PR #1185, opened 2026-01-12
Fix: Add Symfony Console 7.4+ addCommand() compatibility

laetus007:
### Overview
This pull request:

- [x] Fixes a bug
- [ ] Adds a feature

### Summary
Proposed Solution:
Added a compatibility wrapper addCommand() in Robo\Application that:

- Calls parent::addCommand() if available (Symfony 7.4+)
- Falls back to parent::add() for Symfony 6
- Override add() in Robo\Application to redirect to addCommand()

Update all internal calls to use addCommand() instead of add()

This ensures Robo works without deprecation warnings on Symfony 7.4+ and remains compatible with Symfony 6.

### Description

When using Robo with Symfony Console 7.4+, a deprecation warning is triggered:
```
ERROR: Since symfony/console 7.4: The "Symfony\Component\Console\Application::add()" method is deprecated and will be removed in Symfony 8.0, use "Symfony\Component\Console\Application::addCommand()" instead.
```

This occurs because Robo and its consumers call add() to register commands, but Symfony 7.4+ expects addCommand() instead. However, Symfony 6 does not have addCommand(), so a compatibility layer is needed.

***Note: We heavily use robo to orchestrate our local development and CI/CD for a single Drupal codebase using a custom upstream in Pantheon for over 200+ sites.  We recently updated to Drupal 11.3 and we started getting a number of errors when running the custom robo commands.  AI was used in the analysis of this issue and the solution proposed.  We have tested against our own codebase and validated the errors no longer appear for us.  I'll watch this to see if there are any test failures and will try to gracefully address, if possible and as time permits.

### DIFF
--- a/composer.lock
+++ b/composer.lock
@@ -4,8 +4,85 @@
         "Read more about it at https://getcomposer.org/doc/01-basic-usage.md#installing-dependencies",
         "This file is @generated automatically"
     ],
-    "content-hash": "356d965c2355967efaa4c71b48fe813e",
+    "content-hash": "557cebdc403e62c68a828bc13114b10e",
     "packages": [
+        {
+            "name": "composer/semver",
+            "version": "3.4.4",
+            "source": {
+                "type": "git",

__________________________________________________

Find all the lines with "content" in the data and copy them.

Exercise result:
-    "content-hash": "356d965c2355967efaa4c71b48fe813e",
+    "content-hash": "557cebdc403e62c68a828bc13114b10e",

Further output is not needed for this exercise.